▶ **Problem**
Print the records again, matching each line exactly.

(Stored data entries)
-=-=-

PR #2858, opened 2022-01-07
feat: Global HTTP proxy support

### LINKED ISSUE #1402: Honor cluster PROXY settings
In some environments (e.g. OpenShift with OLM), variables like 
HTTP_PROXY, HTTPS_PROXY and NO_PROXY are passed to the operator.

The operator should make sure they are forwarded to the integration, if that does not clash with other custom options set on the platform.

The cluster may also pass a CA bundle that is used in case of HTTPS proxy. That can be received via configmap and should be injected into the integrations.

### LINKED ISSUE #2777: user provided maven setting are overridden by the camel-k operator
When the `IntegrationPlatform` reconcile loop kick is, any user provided maven setting get overridden, see https://github.com/apache/camel-k/blob/44618f24704caa12afb57ac7b07b43fcc7a9e7b2/pkg/controller/integrationplatform/monitor.go#L45-L58

This is problematic because if the user want to configure custom settings, like credential to access a particular maven repo, then the credential are lost each time the monitor action is triggered.

astefanutti:
This PR applies the HTTP proxy configuration, provided by users, or system-wide controllers, via the `HTTP_PROXY`, `HTTPS_PROXY` and `NO_PROXY` environment variables, to all the workloads managed by the Camel K operator.

In order to configure the Maven processes accordingly, this PR rationalises the management of the _user_ vs. _platform_ Maven settings. The later is now generated from the IntegrationPlatform and other environment variables, into _global_ settings, while the user settings are left untouched. The merging of both settings is delegated to Maven, thus relying on its de-facto standard mechanism.

Fixes #2777
Fixes #1402

**Release Note**
```release-note
feat: Global HTTP proxy support
```


e2e/common/build/maven_http_proxy_test.go
```diff
@@ -0,0 +1,337 @@
...
+			Type: corev1.SecretTypeTLS,
+			Data: map[string][]byte{
+				corev1.TLSCertKey:       certPem,
+				corev1.TLSPrivateKeyKey: privateKeyPem,
+			},
+		}
+		Expect(TestClient().Create(TestContext, secret)).To(Succeed())
+
+		// HTTPD configuration
+		config := &corev1.ConfigMap{
```
squakez, line 109: Nit: for readability purposes, I'd move all these object (configmap, secrets, ...) creation in a separate method.

pkg/util/maven/maven_settings.go
```diff
@@ -34,30 +32,46 @@ import (
...
 	}
+
+	return settings, nil
 }
 
 func NewDefaultSettings(repositories []v1.Repository, mirrors []Mirror) Settings {
-	settings := NewSettings()
+	settings := Settings{
+		XMLName:           xml.Name{Local: "settings"},
+		XMLNs:             "http://maven.apache.org/SETTINGS/1.0.0",
```
squakez, line 71: All these are used at least twice, we could make them constants

pkg/controller/integrationplatform/initialize_test.go
```diff
@@ -115,29 +115,3 @@ func TestTimeouts_Truncated(t *testing.T) {
 
 	assert.Equal(t, 5*time.Minute, answer.Status.Build.GetTimeout().Duration)
 }
-
-func TestDefaultMavenSettingsApplied(t *testing.T) {
```
squakez, line 119: Any reason why this test was removed? I could not find an equivalent one for the new development.

squakez (commented):
Great work! I've added some minor comments to the review. One last thing, I'd like to see some little documentation reflected. This is a nice user feature and we should not miss to document how to use it.

pkg/controller/integrationplatform/initialize_test.go
astefanutti: The reason is that the logic being tested is not used anymore which voids the purpose of the test. The _user_ Maven settings aren't reconciled anymore.

pkg/util/maven/maven_settings.go
astefanutti: It's addressed with 2e7075bccb7758e1e12fac6128e9c01b78fec124. I forgot to mention it still is WIP with the list of TODOs documented in the PR description.

squakez:
> Great work! I've added some minor comments to the review. One last thing, I'd like to see some little documentation reflected. This is a nice user feature and we should not miss to document how to use it.

Sorry, I did not read the TODO list :) I'll have a further look when complete

e2e/common/build/maven_http_proxy_test.go
astefanutti: It should be done with 8d69cd83351e77a529c81907ebe75be8c34b3899.

astefanutti:
> > Great work! I've added some minor comments to the review. One last thing, I'd like to see some little documentation reflected. This is a nice user feature and we should not miss to document how to use it.
> 
> Sorry, I did not read the TODO list :) I'll have a further look when complete

@squakez this is ready in case you want to have another look.

pkg/trait/jvm.go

-=-=-

▶ **Output**
PR #2858, opened 2022-01-07
feat: Global HTTP proxy support

### LINKED ISSUE #1402: Honor cluster PROXY settings
In some environments (e.g. OpenShift with OLM), variables like 
HTTP_PROXY, HTTPS_PROXY and NO_PROXY are passed to the operator.

The operator should make sure they are forwarded to the integration, if that does not clash with other custom options set on the platform.

The cluster may also pass a CA bundle that is used in case of HTTPS proxy. That can be received via configmap and should be injected into the integrations.

### LINKED ISSUE #2777: user provided maven setting are overridden by the camel-k operator
When the `IntegrationPlatform` reconcile loop kick is, any user provided maven setting get overridden, see https://github.com/apache/camel-k/blob/44618f24704caa12afb57ac7b07b43fcc7a9e7b2/pkg/controller/integrationplatform/monitor.go#L45-L58

This is problematic because if the user want to configure custom settings, like credential to access a particular maven repo, then the credential are lost each time the monitor action is triggered.

astefanutti:
This PR applies the HTTP proxy configuration, provided by users, or system-wide controllers, via the `HTTP_PROXY`, `HTTPS_PROXY` and `NO_PROXY` environment variables, to all the workloads managed by the Camel K operator.

In order to configure the Maven processes accordingly, this PR rationalises the management of the _user_ vs. _platform_ Maven settings. The later is now generated from the IntegrationPlatform and other environment variables, into _global_ settings, while the user settings are left untouched. The merging of both settings is delegated to Maven, thus relying on its de-facto standard mechanism.

Fixes #2777
Fixes #1402

**Release Note**
```release-note
feat: Global HTTP proxy support
```


e2e/common/build/maven_http_proxy_test.go
```diff
@@ -0,0 +1,337 @@
...
+			Type: corev1.SecretTypeTLS,
+			Data: map[string][]byte{
+				corev1.TLSCertKey:       certPem,
+				corev1.TLSPrivateKeyKey: privateKeyPem,
+			},
+		}
+		Expect(TestClient().Create(TestContext, secret)).To(Succeed())
+
+		// HTTPD configuration
+		config := &corev1.ConfigMap{
```
squakez, line 109: Nit: for readability purposes, I'd move all these object (configmap, secrets, ...) creation in a separate method.

pkg/util/maven/maven_settings.go
```diff
@@ -34,30 +32,46 @@ import (
...
 	}
+
+	return settings, nil
 }
 
 func NewDefaultSettings(repositories []v1.Repository, mirrors []Mirror) Settings {
-	settings := NewSettings()
+	settings := Settings{
+		XMLName:           xml.Name{Local: "settings"},
+		XMLNs:             "http://maven.apache.org/SETTINGS/1.0.0",
```
squakez, line 71: All these are used at least twice, we could make them constants

pkg/controller/integrationplatform/initialize_test.go
```diff
@@ -115,29 +115,3 @@ func TestTimeouts_Truncated(t *testing.T) {
 
 	assert.Equal(t, 5*time.Minute, answer.Status.Build.GetTimeout().Duration)
 }
-
-func TestDefaultMavenSettingsApplied(t *testing.T) {
```
squakez, line 119: Any reason why this test was removed? I could not find an equivalent one for the new development.

squakez (commented):
Great work! I've added some minor comments to the review. One last thing, I'd like to see some little documentation reflected. This is a nice user feature and we should not miss to document how to use it.

pkg/controller/integrationplatform/initialize_test.go
astefanutti: The reason is that the logic being tested is not used anymore which voids the purpose of the test. The _user_ Maven settings aren't reconciled anymore.

pkg/util/maven/maven_settings.go
astefanutti: It's addressed with 2e7075bccb7758e1e12fac6128e9c01b78fec124. I forgot to mention it still is WIP with the list of TODOs documented in the PR description.

squakez:
> Great work! I've added some minor comments to the review. One last thing, I'd like to see some little documentation reflected. This is a nice user feature and we should not miss to document how to use it.

Sorry, I did not read the TODO list :) I'll have a further look when complete

e2e/common/build/maven_http_proxy_test.go
astefanutti: It should be done with 8d69cd83351e77a529c81907ebe75be8c34b3899.

astefanutti:
> > Great work! I've added some minor comments to the review. One last thing, I'd like to see some little documentation reflected. This is a nice user feature and we should not miss to document how to use it.
> 
> Sorry, I did not read the TODO list :) I'll have a further look when complete

@squakez this is ready in case you want to have another look.

pkg/trait/jvm.go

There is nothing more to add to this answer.